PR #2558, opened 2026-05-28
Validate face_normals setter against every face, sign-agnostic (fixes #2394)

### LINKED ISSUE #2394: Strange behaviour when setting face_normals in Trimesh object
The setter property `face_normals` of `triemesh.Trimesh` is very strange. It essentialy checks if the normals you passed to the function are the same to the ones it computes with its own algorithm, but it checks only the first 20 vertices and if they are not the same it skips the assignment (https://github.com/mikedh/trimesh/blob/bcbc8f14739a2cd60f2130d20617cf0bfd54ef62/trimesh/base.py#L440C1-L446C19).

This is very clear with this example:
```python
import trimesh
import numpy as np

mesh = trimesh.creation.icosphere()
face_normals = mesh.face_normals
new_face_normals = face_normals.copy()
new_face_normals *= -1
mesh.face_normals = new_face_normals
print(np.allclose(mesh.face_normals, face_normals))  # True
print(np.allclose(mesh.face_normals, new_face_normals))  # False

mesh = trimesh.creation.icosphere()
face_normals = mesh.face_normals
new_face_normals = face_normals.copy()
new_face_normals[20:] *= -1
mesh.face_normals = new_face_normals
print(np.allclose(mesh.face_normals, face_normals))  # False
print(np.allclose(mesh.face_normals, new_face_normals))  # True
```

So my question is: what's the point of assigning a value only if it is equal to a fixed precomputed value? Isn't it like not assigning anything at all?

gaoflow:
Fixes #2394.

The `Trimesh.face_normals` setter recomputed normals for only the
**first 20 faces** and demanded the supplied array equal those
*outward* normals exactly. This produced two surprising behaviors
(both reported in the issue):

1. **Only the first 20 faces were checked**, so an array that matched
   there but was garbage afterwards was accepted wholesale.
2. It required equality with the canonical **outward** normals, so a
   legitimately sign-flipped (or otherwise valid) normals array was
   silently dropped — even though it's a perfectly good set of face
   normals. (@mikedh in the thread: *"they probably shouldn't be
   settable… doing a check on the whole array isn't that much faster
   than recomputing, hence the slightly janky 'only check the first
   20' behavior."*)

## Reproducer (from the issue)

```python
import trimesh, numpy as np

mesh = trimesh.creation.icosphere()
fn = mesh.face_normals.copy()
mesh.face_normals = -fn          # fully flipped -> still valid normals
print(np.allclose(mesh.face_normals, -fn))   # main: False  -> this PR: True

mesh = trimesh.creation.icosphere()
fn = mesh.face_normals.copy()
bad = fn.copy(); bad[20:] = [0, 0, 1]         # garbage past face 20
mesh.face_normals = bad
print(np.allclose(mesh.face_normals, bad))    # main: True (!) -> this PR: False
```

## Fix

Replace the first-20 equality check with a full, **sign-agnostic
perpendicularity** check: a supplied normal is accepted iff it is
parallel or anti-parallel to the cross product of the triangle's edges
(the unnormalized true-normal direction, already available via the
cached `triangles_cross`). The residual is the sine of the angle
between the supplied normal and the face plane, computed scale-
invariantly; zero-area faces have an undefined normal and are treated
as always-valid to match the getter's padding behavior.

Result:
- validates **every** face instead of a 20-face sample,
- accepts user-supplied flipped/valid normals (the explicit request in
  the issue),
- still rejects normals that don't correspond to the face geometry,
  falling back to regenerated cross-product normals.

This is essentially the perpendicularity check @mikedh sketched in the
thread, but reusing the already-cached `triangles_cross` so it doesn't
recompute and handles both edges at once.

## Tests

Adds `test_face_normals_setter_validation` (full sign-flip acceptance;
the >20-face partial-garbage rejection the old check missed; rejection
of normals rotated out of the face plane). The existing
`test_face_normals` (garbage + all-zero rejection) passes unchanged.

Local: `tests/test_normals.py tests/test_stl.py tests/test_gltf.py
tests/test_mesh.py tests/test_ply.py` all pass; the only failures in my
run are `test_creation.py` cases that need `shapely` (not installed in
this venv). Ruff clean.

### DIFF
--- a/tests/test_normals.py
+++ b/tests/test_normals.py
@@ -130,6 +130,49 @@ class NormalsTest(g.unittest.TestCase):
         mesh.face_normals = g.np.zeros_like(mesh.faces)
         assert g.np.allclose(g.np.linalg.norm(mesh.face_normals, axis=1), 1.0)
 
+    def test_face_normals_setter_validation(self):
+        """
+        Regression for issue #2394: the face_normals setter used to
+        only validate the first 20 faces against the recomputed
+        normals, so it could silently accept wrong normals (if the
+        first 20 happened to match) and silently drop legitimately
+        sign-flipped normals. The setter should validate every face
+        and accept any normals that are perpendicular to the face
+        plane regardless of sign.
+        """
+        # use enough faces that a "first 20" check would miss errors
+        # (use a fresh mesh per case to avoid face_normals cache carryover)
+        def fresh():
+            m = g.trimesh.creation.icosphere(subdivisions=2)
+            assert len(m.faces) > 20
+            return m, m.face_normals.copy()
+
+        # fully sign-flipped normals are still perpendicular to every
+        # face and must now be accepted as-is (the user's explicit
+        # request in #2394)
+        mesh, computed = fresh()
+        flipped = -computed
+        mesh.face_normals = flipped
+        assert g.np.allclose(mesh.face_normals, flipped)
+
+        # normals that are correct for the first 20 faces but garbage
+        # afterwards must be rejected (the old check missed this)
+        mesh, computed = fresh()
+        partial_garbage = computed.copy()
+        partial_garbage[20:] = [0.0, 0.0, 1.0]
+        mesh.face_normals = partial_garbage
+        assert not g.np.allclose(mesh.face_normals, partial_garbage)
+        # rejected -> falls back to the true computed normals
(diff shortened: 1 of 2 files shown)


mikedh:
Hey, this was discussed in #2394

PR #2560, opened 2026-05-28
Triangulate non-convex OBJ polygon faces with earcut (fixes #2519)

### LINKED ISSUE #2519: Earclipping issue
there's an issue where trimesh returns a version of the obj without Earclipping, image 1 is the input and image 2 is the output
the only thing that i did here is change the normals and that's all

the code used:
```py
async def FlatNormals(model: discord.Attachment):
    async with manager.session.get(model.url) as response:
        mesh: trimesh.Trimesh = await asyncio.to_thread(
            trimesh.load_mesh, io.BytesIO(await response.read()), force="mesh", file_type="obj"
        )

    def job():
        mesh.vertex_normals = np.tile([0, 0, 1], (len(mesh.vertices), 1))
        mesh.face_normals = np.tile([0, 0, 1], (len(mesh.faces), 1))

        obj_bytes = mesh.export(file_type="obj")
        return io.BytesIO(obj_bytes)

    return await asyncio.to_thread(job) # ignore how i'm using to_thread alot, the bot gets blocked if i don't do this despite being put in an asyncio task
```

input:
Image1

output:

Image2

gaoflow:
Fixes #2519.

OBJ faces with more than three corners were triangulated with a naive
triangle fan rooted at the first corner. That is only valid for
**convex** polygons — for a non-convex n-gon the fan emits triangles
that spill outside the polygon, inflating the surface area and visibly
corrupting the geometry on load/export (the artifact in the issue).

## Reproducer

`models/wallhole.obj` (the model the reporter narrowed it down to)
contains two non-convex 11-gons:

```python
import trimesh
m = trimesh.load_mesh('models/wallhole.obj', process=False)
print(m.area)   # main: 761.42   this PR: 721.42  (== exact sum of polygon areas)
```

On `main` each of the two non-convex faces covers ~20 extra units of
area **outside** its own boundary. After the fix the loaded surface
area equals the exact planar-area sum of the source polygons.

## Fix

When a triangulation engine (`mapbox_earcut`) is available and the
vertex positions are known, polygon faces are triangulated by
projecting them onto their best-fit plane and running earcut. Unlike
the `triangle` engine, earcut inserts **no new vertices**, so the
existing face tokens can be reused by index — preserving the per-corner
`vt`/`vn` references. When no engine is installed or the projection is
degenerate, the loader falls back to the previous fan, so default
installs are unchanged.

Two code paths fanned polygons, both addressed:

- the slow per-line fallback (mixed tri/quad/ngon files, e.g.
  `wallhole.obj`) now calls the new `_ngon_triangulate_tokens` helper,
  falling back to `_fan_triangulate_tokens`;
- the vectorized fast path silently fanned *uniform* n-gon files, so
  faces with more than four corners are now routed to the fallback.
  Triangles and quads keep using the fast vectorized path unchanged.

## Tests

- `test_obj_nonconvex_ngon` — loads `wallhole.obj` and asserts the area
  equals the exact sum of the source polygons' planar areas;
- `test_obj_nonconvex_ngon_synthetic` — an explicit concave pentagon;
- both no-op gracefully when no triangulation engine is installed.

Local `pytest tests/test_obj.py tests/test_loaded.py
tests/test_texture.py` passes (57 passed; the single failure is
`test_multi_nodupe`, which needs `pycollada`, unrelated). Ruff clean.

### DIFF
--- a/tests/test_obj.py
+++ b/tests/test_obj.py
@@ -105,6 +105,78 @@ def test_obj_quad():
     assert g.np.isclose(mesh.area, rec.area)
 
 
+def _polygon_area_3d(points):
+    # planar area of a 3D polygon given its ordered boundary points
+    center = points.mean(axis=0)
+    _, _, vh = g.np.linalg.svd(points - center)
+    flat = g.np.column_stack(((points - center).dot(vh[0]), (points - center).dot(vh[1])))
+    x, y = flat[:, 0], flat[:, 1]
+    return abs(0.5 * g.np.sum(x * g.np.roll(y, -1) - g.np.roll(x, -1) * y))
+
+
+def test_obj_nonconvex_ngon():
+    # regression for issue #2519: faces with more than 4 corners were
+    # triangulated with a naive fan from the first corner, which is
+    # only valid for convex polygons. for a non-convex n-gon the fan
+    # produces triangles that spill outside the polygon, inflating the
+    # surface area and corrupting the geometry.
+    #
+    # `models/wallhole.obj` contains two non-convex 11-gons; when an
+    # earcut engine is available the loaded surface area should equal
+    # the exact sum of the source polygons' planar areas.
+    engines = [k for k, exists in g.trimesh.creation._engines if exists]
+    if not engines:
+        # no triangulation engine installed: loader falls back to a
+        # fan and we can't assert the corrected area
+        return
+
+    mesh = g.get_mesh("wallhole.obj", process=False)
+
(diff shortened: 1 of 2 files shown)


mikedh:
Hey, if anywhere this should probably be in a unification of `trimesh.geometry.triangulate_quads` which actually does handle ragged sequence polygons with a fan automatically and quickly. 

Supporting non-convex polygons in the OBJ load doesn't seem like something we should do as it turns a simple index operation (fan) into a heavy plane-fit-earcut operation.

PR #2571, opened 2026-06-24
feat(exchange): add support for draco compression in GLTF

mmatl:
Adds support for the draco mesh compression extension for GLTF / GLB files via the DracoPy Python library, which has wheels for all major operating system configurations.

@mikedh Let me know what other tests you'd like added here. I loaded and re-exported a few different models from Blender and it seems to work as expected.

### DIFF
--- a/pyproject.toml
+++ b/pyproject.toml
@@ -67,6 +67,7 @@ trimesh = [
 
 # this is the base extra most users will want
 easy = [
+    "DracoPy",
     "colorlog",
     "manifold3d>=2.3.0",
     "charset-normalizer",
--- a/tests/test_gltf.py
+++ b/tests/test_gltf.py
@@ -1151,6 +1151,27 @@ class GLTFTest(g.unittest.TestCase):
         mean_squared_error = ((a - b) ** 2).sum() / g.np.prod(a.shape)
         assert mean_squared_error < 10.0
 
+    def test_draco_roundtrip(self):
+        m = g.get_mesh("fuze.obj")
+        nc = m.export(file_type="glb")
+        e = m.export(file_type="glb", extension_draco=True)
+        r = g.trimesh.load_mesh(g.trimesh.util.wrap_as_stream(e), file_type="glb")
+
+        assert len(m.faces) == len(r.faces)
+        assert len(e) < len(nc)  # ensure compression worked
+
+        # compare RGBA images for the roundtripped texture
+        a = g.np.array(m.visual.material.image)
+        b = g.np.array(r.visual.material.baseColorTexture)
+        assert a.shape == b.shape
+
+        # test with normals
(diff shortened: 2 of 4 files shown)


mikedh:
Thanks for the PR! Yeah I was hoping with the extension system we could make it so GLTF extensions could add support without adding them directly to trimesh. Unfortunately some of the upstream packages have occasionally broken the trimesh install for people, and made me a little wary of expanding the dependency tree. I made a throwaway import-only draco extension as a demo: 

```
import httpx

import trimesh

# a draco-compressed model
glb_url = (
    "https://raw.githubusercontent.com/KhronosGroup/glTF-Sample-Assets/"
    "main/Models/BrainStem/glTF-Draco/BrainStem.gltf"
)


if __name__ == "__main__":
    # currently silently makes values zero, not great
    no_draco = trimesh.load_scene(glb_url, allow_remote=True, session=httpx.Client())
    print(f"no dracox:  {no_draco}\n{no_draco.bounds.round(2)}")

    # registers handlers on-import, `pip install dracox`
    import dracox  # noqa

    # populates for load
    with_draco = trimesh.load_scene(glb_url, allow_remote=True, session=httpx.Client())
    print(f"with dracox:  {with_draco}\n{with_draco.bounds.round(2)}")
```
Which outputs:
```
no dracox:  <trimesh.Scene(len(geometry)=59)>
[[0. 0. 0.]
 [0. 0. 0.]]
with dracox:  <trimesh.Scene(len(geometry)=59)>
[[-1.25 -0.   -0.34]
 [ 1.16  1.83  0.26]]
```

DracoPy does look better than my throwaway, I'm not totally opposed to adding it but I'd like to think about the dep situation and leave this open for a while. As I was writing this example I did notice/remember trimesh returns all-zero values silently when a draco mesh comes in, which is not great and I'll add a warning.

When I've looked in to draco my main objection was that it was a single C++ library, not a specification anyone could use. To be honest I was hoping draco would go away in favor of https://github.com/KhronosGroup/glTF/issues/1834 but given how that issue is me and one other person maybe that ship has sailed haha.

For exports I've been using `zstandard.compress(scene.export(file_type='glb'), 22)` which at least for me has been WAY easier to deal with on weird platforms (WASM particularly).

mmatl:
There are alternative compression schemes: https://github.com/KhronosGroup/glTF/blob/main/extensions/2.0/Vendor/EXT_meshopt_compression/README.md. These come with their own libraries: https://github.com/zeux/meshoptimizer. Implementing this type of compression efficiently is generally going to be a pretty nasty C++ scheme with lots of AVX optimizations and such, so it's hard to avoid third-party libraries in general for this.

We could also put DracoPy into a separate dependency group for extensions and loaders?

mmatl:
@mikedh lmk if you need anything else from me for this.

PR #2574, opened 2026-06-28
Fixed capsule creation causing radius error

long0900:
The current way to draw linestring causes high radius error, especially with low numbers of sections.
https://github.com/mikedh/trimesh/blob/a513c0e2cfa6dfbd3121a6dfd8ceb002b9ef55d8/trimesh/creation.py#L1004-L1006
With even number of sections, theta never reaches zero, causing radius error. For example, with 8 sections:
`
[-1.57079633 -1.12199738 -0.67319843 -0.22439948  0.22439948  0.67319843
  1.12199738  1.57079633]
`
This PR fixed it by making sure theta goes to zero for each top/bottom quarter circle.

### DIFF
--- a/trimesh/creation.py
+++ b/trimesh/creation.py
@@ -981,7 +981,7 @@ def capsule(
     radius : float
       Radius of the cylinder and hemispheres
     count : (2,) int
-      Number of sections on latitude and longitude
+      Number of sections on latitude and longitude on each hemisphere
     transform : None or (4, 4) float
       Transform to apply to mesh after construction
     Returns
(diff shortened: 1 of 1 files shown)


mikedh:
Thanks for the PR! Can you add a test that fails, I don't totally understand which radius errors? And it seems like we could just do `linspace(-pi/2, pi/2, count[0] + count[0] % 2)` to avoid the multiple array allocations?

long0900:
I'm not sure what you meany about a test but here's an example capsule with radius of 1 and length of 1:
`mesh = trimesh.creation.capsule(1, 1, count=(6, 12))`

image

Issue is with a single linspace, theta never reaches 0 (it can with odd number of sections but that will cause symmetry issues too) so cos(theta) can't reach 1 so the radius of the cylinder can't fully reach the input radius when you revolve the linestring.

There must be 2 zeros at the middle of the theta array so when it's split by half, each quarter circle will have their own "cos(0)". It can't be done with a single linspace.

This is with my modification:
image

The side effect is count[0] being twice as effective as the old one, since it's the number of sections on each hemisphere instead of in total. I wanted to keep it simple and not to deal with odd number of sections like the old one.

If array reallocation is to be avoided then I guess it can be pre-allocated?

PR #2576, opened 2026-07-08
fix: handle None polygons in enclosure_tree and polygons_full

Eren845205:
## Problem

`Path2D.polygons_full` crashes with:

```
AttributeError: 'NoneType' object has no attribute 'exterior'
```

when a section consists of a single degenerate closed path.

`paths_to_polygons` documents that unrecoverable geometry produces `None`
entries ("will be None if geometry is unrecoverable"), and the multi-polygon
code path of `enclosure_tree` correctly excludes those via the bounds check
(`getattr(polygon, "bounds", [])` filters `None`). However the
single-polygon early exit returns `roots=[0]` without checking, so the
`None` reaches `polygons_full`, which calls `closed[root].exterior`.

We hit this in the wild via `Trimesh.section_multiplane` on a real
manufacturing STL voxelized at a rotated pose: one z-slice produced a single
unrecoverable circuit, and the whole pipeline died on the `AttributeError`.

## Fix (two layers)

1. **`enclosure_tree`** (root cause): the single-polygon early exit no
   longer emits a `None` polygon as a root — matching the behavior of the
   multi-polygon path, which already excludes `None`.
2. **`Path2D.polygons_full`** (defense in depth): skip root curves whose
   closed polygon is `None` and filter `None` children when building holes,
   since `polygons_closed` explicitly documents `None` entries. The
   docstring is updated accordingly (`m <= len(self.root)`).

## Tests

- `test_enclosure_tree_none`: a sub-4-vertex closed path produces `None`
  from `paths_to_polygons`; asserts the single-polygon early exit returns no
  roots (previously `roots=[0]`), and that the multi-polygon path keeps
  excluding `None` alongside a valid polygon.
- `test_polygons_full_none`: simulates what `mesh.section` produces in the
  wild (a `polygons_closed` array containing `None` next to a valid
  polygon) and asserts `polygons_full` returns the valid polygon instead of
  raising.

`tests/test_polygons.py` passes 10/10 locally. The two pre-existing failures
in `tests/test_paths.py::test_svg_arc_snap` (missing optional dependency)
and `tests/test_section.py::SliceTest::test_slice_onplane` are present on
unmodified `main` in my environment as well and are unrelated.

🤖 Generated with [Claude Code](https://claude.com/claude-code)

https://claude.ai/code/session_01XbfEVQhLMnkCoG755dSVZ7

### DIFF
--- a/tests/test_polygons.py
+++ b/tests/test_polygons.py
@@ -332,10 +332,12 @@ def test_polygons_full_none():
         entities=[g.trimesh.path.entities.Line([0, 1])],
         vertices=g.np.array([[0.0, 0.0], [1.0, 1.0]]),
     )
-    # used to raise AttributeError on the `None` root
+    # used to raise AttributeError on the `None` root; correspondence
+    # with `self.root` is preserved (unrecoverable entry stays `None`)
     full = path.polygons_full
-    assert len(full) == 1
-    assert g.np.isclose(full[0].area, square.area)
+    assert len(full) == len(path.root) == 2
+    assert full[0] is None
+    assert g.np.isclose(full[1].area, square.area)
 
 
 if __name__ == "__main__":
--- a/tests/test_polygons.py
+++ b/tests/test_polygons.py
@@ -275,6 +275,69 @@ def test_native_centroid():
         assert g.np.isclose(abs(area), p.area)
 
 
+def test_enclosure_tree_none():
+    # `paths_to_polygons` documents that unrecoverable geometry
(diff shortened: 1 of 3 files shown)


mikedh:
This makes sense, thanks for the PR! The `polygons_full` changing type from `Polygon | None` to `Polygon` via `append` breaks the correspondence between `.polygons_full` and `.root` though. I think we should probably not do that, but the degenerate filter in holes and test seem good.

::::::::::

• **The task**
Every line above from the line with "Thanks for the PR! Yeah" to the line with "When I've looked" is wanted, ends included; write them out exactly and add no other line.

• **Worked solution**
Thanks for the PR! Yeah I was hoping with the extension system we could make it so GLTF extensions could add support without adding them directly to trimesh. Unfortunately some of the upstream packages have occasionally broken the trimesh install for people, and made me a little wary of expanding the dependency tree. I made a throwaway import-only draco extension as a demo: 

```
import httpx

import trimesh

# a draco-compressed model
glb_url = (
    "https://raw.githubusercontent.com/KhronosGroup/glTF-Sample-Assets/"
    "main/Models/BrainStem/glTF-Draco/BrainStem.gltf"
)


if __name__ == "__main__":
    # currently silently makes values zero, not great
    no_draco = trimesh.load_scene(glb_url, allow_remote=True, session=httpx.Client())
    print(f"no dracox:  {no_draco}\n{no_draco.bounds.round(2)}")

    # registers handlers on-import, `pip install dracox`
    import dracox  # noqa

    # populates for load
    with_draco = trimesh.load_scene(glb_url, allow_remote=True, session=httpx.Client())
    print(f"with dracox:  {with_draco}\n{with_draco.bounds.round(2)}")
```
Which outputs:
```
no dracox:  <trimesh.Scene(len(geometry)=59)>
[[0. 0. 0.]
 [0. 0. 0.]]
with dracox:  <trimesh.Scene(len(geometry)=59)>
[[-1.25 -0.   -0.34]
 [ 1.16  1.83  0.26]]
```

DracoPy does look better than my throwaway, I'm not totally opposed to adding it but I'd like to think about the dep situation and leave this open for a while. As I was writing this example I did notice/remember trimesh returns all-zero values silently when a draco mesh comes in, which is not great and I'll add a warning.

When I've looked in to draco my main objection was that it was a single C++ library, not a specification anyone could use. To be honest I was hoping draco would go away in favor of https://github.com/KhronosGroup/glTF/issues/1834 but given how that issue is me and one other person maybe that ship has sailed haha.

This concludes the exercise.